Every entry should appear in your answer exactly as it does here.

Start of AVAILABLE DATA

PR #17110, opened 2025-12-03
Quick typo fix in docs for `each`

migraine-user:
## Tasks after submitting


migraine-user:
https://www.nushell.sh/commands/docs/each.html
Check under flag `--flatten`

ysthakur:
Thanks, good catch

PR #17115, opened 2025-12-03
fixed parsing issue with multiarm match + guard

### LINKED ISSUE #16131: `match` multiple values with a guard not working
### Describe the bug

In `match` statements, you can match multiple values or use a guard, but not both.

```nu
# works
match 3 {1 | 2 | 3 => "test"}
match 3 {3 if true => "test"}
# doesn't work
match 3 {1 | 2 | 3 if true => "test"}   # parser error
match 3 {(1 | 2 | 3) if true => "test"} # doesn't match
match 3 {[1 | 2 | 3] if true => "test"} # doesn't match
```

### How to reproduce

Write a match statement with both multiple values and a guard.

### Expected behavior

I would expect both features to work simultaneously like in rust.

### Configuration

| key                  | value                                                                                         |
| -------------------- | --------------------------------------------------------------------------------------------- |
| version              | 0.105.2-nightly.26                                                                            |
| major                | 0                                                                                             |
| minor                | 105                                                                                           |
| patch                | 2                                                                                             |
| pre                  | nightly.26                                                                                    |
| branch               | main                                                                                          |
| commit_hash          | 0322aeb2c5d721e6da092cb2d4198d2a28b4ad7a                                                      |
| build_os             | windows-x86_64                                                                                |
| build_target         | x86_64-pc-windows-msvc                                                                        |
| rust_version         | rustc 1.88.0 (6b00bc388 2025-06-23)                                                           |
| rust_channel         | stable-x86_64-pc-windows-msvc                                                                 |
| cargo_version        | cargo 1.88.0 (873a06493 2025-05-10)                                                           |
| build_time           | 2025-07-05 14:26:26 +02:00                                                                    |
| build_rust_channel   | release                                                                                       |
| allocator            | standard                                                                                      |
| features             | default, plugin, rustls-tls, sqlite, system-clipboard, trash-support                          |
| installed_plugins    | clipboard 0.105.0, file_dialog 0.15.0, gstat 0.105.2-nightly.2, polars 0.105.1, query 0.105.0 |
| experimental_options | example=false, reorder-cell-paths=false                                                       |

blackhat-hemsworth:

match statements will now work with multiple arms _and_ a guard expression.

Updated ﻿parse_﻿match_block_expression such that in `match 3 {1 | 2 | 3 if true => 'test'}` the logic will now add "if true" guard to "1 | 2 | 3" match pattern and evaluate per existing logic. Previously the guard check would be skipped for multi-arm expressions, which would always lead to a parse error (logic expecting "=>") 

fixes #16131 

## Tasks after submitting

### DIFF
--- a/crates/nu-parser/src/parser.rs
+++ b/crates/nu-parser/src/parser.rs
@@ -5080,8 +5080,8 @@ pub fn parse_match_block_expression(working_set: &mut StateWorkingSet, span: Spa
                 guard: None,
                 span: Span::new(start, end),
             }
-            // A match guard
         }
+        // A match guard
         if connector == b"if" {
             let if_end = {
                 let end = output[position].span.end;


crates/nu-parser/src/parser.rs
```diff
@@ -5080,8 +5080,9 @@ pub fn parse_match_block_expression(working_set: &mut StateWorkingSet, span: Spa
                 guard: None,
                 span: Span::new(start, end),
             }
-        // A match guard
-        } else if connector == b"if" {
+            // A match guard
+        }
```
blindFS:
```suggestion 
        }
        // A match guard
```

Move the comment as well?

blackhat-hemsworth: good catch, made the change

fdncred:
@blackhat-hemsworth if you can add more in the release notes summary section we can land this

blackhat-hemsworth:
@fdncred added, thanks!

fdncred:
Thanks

End of AVAILABLE DATA

■ **TASK SOLUTION**
PR #17110, opened 2025-12-03
Quick typo fix in docs for `each`

migraine-user:
## Tasks after submitting


migraine-user:
https://www.nushell.sh/commands/docs/each.html
Check under flag `--flatten`

ysthakur:
Thanks, good catch

PR #17115, opened 2025-12-03
fixed parsing issue with multiarm match + guard

### LINKED ISSUE #16131: `match` multiple values with a guard not working
### Describe the bug

In `match` statements, you can match multiple values or use a guard, but not both.

```nu
# works
match 3 {1 | 2 | 3 => "test"}
match 3 {3 if true => "test"}
# doesn't work
match 3 {1 | 2 | 3 if true => "test"}   # parser error
match 3 {(1 | 2 | 3) if true => "test"} # doesn't match
match 3 {[1 | 2 | 3] if true => "test"} # doesn't match
```

### How to reproduce

Write a match statement with both multiple values and a guard.

### Expected behavior

I would expect both features to work simultaneously like in rust.

### Configuration

| key                  | value                                                                                         |
| -------------------- | --------------------------------------------------------------------------------------------- |
| version              | 0.105.2-nightly.26                                                                            |
| major                | 0                                                                                             |
| minor                | 105                                                                                           |
| patch                | 2                                                                                             |
| pre                  | nightly.26                                                                                    |
| branch               | main                                                                                          |
| commit_hash          | 0322aeb2c5d721e6da092cb2d4198d2a28b4ad7a                                                      |
| build_os             | windows-x86_64                                                                                |
| build_target         | x86_64-pc-windows-msvc                                                                        |
| rust_version         | rustc 1.88.0 (6b00bc388 2025-06-23)                                                           |
| rust_channel         | stable-x86_64-pc-windows-msvc                                                                 |
| cargo_version        | cargo 1.88.0 (873a06493 2025-05-10)                                                           |
| build_time           | 2025-07-05 14:26:26 +02:00                                                                    |
| build_rust_channel   | release                                                                                       |
| allocator            | standard                                                                                      |
| features             | default, plugin, rustls-tls, sqlite, system-clipboard, trash-support                          |
| installed_plugins    | clipboard 0.105.0, file_dialog 0.15.0, gstat 0.105.2-nightly.2, polars 0.105.1, query 0.105.0 |
| experimental_options | example=false, reorder-cell-paths=false                                                       |

blackhat-hemsworth:

match statements will now work with multiple arms _and_ a guard expression.

Updated ﻿parse_﻿match_block_expression such that in `match 3 {1 | 2 | 3 if true => 'test'}` the logic will now add "if true" guard to "1 | 2 | 3" match pattern and evaluate per existing logic. Previously the guard check would be skipped for multi-arm expressions, which would always lead to a parse error (logic expecting "=>") 

fixes #16131 

## Tasks after submitting

### DIFF
--- a/crates/nu-parser/src/parser.rs
+++ b/crates/nu-parser/src/parser.rs
@@ -5080,8 +5080,8 @@ pub fn parse_match_block_expression(working_set: &mut StateWorkingSet, span: Spa
                 guard: None,
                 span: Span::new(start, end),
             }
-            // A match guard
         }
+        // A match guard
         if connector == b"if" {
             let if_end = {
                 let end = output[position].span.end;


crates/nu-parser/src/parser.rs
```diff
@@ -5080,8 +5080,9 @@ pub fn parse_match_block_expression(working_set: &mut StateWorkingSet, span: Spa
                 guard: None,
                 span: Span::new(start, end),
             }
-        // A match guard
-        } else if connector == b"if" {
+            // A match guard
+        }
```
blindFS:
```suggestion 
        }
        // A match guard
```

Move the comment as well?

blackhat-hemsworth: good catch, made the change

fdncred:
@blackhat-hemsworth if you can add more in the release notes summary section we can land this

blackhat-hemsworth:
@fdncred added, thanks!

fdncred:
Thanks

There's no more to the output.